**Data provided:**

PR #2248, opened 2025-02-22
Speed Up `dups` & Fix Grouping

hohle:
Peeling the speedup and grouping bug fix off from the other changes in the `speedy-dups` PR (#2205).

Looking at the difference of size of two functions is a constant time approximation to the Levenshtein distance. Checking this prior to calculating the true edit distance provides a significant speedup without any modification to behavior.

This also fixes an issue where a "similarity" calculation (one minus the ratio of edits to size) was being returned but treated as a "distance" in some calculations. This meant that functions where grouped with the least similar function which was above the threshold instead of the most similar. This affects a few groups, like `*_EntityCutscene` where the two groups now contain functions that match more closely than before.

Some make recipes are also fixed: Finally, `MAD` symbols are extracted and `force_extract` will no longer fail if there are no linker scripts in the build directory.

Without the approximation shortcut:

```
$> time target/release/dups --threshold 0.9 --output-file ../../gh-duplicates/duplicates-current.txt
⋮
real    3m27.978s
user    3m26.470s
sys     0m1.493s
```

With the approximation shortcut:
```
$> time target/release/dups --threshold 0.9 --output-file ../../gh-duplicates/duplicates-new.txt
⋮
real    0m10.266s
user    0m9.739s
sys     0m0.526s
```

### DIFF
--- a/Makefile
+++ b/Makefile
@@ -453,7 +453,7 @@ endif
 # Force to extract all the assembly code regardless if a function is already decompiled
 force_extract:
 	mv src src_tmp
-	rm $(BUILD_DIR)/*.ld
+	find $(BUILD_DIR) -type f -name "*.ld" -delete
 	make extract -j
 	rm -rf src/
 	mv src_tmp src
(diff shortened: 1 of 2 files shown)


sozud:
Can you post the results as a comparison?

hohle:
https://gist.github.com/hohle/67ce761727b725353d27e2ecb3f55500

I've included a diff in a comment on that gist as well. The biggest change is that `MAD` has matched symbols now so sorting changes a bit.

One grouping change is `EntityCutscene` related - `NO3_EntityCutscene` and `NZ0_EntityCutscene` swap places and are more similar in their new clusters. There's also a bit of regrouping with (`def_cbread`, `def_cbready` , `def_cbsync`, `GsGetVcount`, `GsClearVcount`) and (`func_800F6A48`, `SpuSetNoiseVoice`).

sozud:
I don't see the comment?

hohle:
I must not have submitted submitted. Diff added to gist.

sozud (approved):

==

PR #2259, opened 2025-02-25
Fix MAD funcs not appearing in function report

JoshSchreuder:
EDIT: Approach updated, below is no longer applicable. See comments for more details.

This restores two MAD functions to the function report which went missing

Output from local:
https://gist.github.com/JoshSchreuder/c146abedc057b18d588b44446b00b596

**Instructions for the task:** Lines above that have "speedup": copy each of them.

**Solution for this exercise:**
Peeling the speedup and grouping bug fix off from the other changes in the `speedy-dups` PR (#2205).
Looking at the difference of size of two functions is a constant time approximation to the Levenshtein distance. Checking this prior to calculating the true edit distance provides a significant speedup without any modification to behavior.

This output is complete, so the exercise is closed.